There's no intersection with foo and bar. Thus baz type is never

Great, that makes sense.

Intersection of Objects

type foo = {
    fizz: number
};

type bar = {
    fuzz: boolean
};

type baz = foo & bar;

There are no properties in foo or bar that intersect. Just like in the primitive intersection example.

But instead of being a never type, the type enforces objects of type baz to have the combination of all properties of baz and bar.

For example:

type foo = {
    fizz: number
};

type bar = {
    fuzz: boolean
};

type baz = foo & bar;


// FAILS
const o: baz = {
    fuzz: true
}

// FAILS
const o: baz = {
    fizz: 1,
}

// PASSES
const o: baz = {
    fizz: 1,
    fuzz: true
}

To recap: The intersection of foo and bar in the primitive example has nothing. Thus, it's type was never.

The intersection of foo and bar in the object example has nothing. Yet, it's type is more of a union than an intersection. i.e.

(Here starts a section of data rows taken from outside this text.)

PR #2809, opened 2026-08-24
fix(awsneuron): cap whole-device core accounting to addressable cores

mesutoezdil:
/kind bug

A whole device request copied the raw per device core count into Coresreq and the core mask was built from the same value. On inf1 hardware with four cores per device this bypassed the two bit cap used by core accounting, so a fully owned device still reported free cores and a second pod could be packed onto it. Both paths now go through the existing coresPerDevice cap.


archlitchi (approved):
/lgtm

PR #2810, opened 2026-08-24
fix(enflame): keep DRS profile core costs within the device budget

mesutoezdil:
/kind bug

Profile core costs were rounded up, so on a six slice device every 1g slice cost 17 and six of them summed to 102. The sixth advertised slice was rejected with CardInsufficientCore while slice count and memory were still free. Rounding down keeps a fully sliced device within its 100 core budget.


archlitchi (approved):
/lgtm

PR #2894, opened 2026-08-30
fix(nvidia): keep device registration order stable across scans

### LINKED ISSUE #2893: nvidia device-plugin: sort devices in getAPIDevices so the node registration annotation is stable across scans
**Task description**:

On nodes with two or more NVIDIA GPUs, the device plugin rewrites the `hami.io/node-nvidia-register` annotation and logs `Updating node annotations with N device(s)` on every scan, even when nothing has changed. The `deviceCache` check in `RegisterInAnnotation` that is meant to skip the update almost never matches.

The reason: `getAPIDevices` builds the device list by ranging over a map and returns it unsorted (`register.go:112` ranges a `map[string]*Device`, returns at `register.go:209`). Go randomizes map order, so the marshaled string differs each scan and the cache comparison at `register.go:275` fails, forcing a node PATCH every loop. Single-GPU nodes are unaffected.

**Solution**:

1. Sort `res` by `Index` before `return &res` in `getAPIDevices` (`register.go:209`).
2. Add a test in `register_test.go` asserting the encoded output is identical across two calls.

Small change, NVIDIA device plugin only.

**Who can join or take the task**:

The good first issue is intended for `first-time contributors` to get started on his/her contributor journey.

After a contributor has successfully completed 1-2 good first issue's,
they should be ready to move on to `help wanted` items, saving the remaining `good first issue` for other new contributors.

**How to join or take the task**:

Just reply on the issue with the message `/assign` in a separate line.

Then, the issue will be assigned to you.

**How to ask for help**:

If you need help or have questions, please feel free to ask on this issue.
The issue author or other members of the community will guide you through the contribution process.

libaojiang:
**What type of PR is this?**

/kind bug

Sorts the NVIDIA devices returned by `getAPIDevices` by their stable NVML index before they are encoded for the node registration annotation. This prevents Go map iteration order from changing the annotation payload and triggering an unnecessary node patch on every scan.

Adds a mocked two-GPU regression test that calls `getAPIDevices` twice, verifies index ordering, and asserts that both encoded payloads are identical.

Fixes #2893

- `go fmt` and `git diff --check` pass for the touched files.
- Linux verification passed on Ubuntu 22.04: the focused regression test ran 20 times, and the complete `nvinternal/plugin` package test suite passed ([workflow run](https://github.com/libaojiang/HAMi/actions/runs/33316986244)).
- No GPU hardware was used. NVML is mocked by the regression test, and this change does not affect device allocation or in-container isolation behavior.
- AI assistance disclosure: I used OpenAI Codex to inspect the relevant code, prepare the small implementation and regression test, and run the available checks. I reviewed the resulting diff and understand the map-ordering bug, the index sort, and the test setup.

```release-note
NONE
```

### DIFF
--- a/pkg/device-plugin/nvidiadevice/nvinternal/plugin/register.go
+++ b/pkg/device-plugin/nvidiadevice/nvinternal/plugin/register.go
@@ -37,6 +37,7 @@ import (
 	"encoding/json"
 	"fmt"
 	"os"
+	"sort"
 	"strconv"
 	"strings"
 	"time"
@@ -206,6 +207,9 @@ func (plugin *NvidiaDevicePlugin) getAPIDevices() *[]*device.DeviceInfo {
 		res = append(res, info)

Objects of type baz require properties of both foo and bar.

Question

In the primitive example, it behaves like an intersection. Yet in the object example, it behaves not like an intersection. Why are these behaviors inconsistent?

Why does the intersection of objects behave like a union, and yet the intersection of primitives behave like a proper intersection?

GN.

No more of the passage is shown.